1. Lorsque nous jugeons que ces choſes ne ſont pas capables de nous faire réellement autant de mal qu’elles le font effectivement.

2. Lorsque nous jugeons, que, bien que les conſéquences en ſoient fort importantes, elles ne ſont pourtant pas ſi certaines que le contraire ne puiſſe arriver, ou du moins qu’on ne puiſſe en éviter l’effet d’une maniére ou d’autre, comme par induſtrie, par addreſſe, par un changement de conduite, par la repentance, &c.
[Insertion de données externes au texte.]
PR #57, opened 2023-02-14
test: Resolved Linter and Test Errors

holtskinner:
Resolves Type import error created in #48

### DIFF
--- a/google/cloud/documentai_toolbox/wrappers/document.py
+++ b/google/cloud/documentai_toolbox/wrappers/document.py
@@ -27,6 +27,7 @@ from google.cloud import documentai_toolbox
 
 from google.cloud.documentai_toolbox import constants
 from google.cloud.documentai_toolbox.wrappers.page import Page
+from google.cloud.documentai_toolbox.wrappers.page import FormField
 from google.cloud.documentai_toolbox.wrappers.entity import Entity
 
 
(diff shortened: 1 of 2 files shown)


google/cloud/documentai_toolbox/wrappers/document.py
```diff
@@ -332,15 +331,15 @@ def search_pages(
                     break
         return found_pages
 
-    def get_form_field_by_name(self, target_field: str) -> List[FormField]:
```
galz10, line 335: Please revert this change and add FormField to main __init__.py file

google/cloud/documentai_toolbox/wrappers/page.py
```diff
@@ -291,19 +291,19 @@ def _get_form_fields(
 
 
 def _table_rows_from_documentai_table_rows(
-    table_rows: List[documentai.Document.Page.Table.TableRow], text: str
-) -> List[str]:
+    table_rows: MutableSequence[documentai.Document.Page.Table.TableRow], text: str
```
galz10, line 294: Why do you need a MutableSequence vs a List?

holtskinner: mypy was saying that the types are incompatible. (Might be an implicit casting issue)

holtskinner: MutableSequence is the type that `documentai.Document.Page.Table.table_rows` is from the Document AI client library

PR #66, opened 2023-02-27
feat: Added Batch creation for Cloud Storage documents.

holtskinner:


holtskinner:
Also, general question on the utilities module. Is there a way to make it so that the public library can import utilities like this:

```py
from google.cloud.documentai_toolbox import utilities
```

instead of this:

```py
from google.cloud.documentai_toolbox.utilities import utilities
```

The Document file doesn't require `documentai_toolbox.wrappers` to import

samples/snippets/create_batches_sample.py
```diff
@@ -0,0 +1,49 @@
...
+from google.cloud.documentai_toolbox.utilities import utilities
+
+# TODO(developer): Uncomment these variables before running the sample.
+# Given unprocessed documents in path gs://bucket/path/to/folder
+# gcs_bucket_name = "bucket"
+# gcs_prefix = "path/to/folder"
+# batch_size = 50
+
+
+def create_batches_sample(
```
galz10, line 29: Nit: could you add another function that uses the batches to call documentai, i think it would be helpful to show how to use the batches.

galz10 (approved):

samples/snippets/create_batches_sample.py
holtskinner: I considered this, but it would be a bunch of duplicated code from the batch_process sample. This will be embedded in the docs on the same page that shows how to send a batch process request. I'll add a link

PR #69, opened 2023-03-01
fix: Handle Edge Case where GCS Shards are out of order

### LINKED ISSUE #68: Shard consolidation edge case - GCS Blobs may be in the different order than shardIndex
From @ffeldhaus

The edge cases I think may not be covered are, that blobs may be in a different order than their `shardIndex`.
I had to correct the page number by a page offset

#### Code example

```python
def merge_sharded_results(blobs: List[storage.Blob], input_bucket_name, input_object_name, result_bucket_name, result_prefix):
    shard_count = len(blobs)
    print(f"Merging {len(blobs)} sharded results")
    merged_document = {}
    page_image_names_per_shard = [None] * shard_count
    text_offset = 0
    shard_index = next_shard_index = 0
    text = [''] * shard_count
    for blob in blobs:
        print(f"Downloading content of blob {[blob.name](http://blob.name/)}")
        content = blob.download_as_bytes()
        document = json.loads(content)
        del content
        print(f"Extracting images to external files or render from input document")
        # page_offset is the minimum of the pageNumbers of the current shard but starts at 0 - thus substracting 1
        page_offset = min(int(page['pageNumber'])
                          for page in document['pages']) - 1
        if 'shardInfo' in document:
            shard_info = document['shardInfo']
            if 'textOffset' in shard_info:
                text_offset = int(shard_info['textOffset'])
            if 'shardCount' in shard_info:
                if shard_count != int(shard_info['shardCount']):
                    raise ValueError(f"Shard count mismatch! Current shard_count is {shard_count} shardInfo has {shard_info['shardCount']} and there are {len(blobs)} blobs with shard information")
            if 'shardIndex' in shard_info:
                shard_index = int(shard_info['shardIndex'])
                if shard_index >= shard_count:
                    raise ValueError(f"Shard index {shard_index} larger than or equal to shard count {shard_count}")
            else:
              # auto increment shard_index by one - only works if blobs are in the same order as shard index, which they usually are but not guaranteed
                next_shard_index = shard_index + 1
            del document['shardInfo']
        print(f"Working on shard_index {shard_index} out of {shard_count} total shards")
        print("Extracting images from current shard")
        page_image_names_per_shard[shard_index] = extract_image(document, input_bucket_name, input_object_name, result_bucket_name, result_prefix, page_offset)
        print("Remove images from document JSON")
        for page in document.get('pages',[]):
              if 'image' in page:
                del page['image']
        print("Applying page offset to all pageRefs")
        for entity in document.get('entities',[]):
            page_anchor = entity.get('pageAnchor')
            if page_anchor:
                page_refs = page_anchor.get('pageRefs')
                if page_refs:
                    for page_ref in page_refs:
                        page = page_ref.get('page')
                        if page:
                            page_ref['page'] = int(page) + page_offset
                        else:
                            page_ref['page'] = page_offset
        print("Applying text offset to all text segments")
        apply_text_offset(document, text_offset)
        print("Merging document into merged_document")
        for key in document.keys():
            if isinstance(document[key], list):
                if key in merged_document:
                    merged_document[key] = merged_document[key] + document[key]
                else:
                    merged_document[key] = document[key]
            elif key == "text":
                text[shard_index] = document[key]
            else:
                if key not in merged_document:
                    merged_document[key] = document[key]
        del document
        gc.collect()
        print("Memory: ", psutil.virtual_memory())
        shard_index = next_shard_index
    # flatten page_image_names_per_shard
    page_image_names = [item for sub_list in page_image_names_per_shard if sub_list for item in sub_list]
    # join all text entries in the right order
    merged_document['text'] = ''.join(text)
    return merged_document, page_image_names
```

I had to apply text offsets to all textSegments
and I had to do garbage collection after each shard otherwise I was running out of memory on documents with 100s of pages

```python
def apply_text_offset(json_input, text_offset):
    lookup_key = "textSegments"
    if isinstance(json_input, dict):
        for k, v in json_input.items():
            if k == lookup_key:
                for text_segment in v:
                    if "startIndex" in text_segment:
                        text_segment['startIndex'] = str(
                            int(text_segment['startIndex']) + text_offset)
                    if "endIndex" in text_segment:
                        text_segment['endIndex'] = str(
                            int(text_segment['endIndex']) + text_offset)
            else:
                apply_text_offset(v, text_offset)
    elif isinstance(json_input, list):
        for item in json_input:
            apply_text_offset(item, text_offset)
```
Feel free to use any part of the code I shared. I'd be glad if we have an official solution to merge shards into a single JSON

holtskinner:
Fixes #68 🦕


tests/unit/resources/unordered_shards/Winnie_the_Pooh-0.json
```diff
@@ -0,0 +1 @@
...into the Cunning Trap to\ncatch the Heffalump.\n\"Bother!\" said Pooh. \"It all comes of trying to be\nkind to Heffalumps.\" And he got back into bed.\nBut he couldn't sleep. The more he tried to sleep,\nthe more he couldn't. He tried Counting Sheep,\nwhich is sometimes a good way of getting to sleep,\nand, as that was no good, he tried counting Heffa-\nlumps. And that was worse. Because every Heffa-\nlump that he counted was making straight for a pot\nDigitized by\nGoogle\nPIGLET MEETS A HEFFALUMP\nof Pooh's honey, and eating it all. For some min-\nutes he lay there miserably, but when the five hun-\ndred and eighty-seventh Heffalump was licking its\njaws, and saying to itself, \"Very good honey this,\nI don't know when I've tasted better,\" Pooh could\nbear it no longer. He jumped out of bed, he ran out\nof the house, and he ran straight to the Six Pine\nTrees.\n63\nThe Sun was still in bed, but there was a light-\nness in the sky over the Hundred Acre Wood\nwhich seemed to show that it was waking up and\nwould soon be kicking off the clothes. In the half-\nLight the Pine Trees looked cold and lonely, and the\nVery Deep Pit seemed deeper than it was, and\nDigitized by\nGoogle\n"}
```
galz10, line 1: Nit : could you reduce the number of unordered shards

google/cloud/documentai_toolbox/wrappers/document.py
```diff
@@ -160,6 +160,7 @@ def _get_shards(gcs_bucket_name: str, gcs_prefix: str) -> List[documentai.Docume
     for byte in byte_array:
         shards.append(documentai.Document.from_json(byte, ignore_unknown_fields=True))
 
+    shards.sort(key=lambda x: int(x.shard_info.shard_index))
```
galz10, line 163: Does every document.proto had a shard index even if it's not sharded ? What will happen if the document that's passed in isn't sharded?

holtskinner: Unsharded documents won't have a shard index, but it will have `shard_info`.

`int(x.shard_info.shard_index)` will evaluate to `0`. Plus if there's only one shard, sorting won't do anything. Would you prefer I add a condition to check if it is multisharded first?

galz10: Yea i think validating that it's multiple would be better.

galz10 (approved):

Il ſeroit aiſé de montrer en détail que ce ſont là tout autant de Jugemens déraiſonnables, ſi je les voulois examiner au long un par un ; mais je me contenterai de remarquer en général, que c’eſt agir directement contre la Raiſon que de hazarder un plus grand Bien pour un plus petit, ſur des conjectures incertaines, & avant que d’être entré dans un juste examen, proportionné à l’importance de la choſe, & à l’intérêt que nous avons de ne pas nous méprendre. C’eſt, à mon avis, ce que chacun eſt obligé d’avoûer, & ſur-tout, s’il conſidere les cauſes ordinaires de ce faux Jugement, dont voici quelques-unes.

§. 67.Quelles ſont les cauſes de cette eſpèce de faux jugement. I. Prémiérement, l’Ignorance ; car celui qui juge ſans s’inſtruire autant qu’il en eſt capable, ne peut s’exempter de mal juger.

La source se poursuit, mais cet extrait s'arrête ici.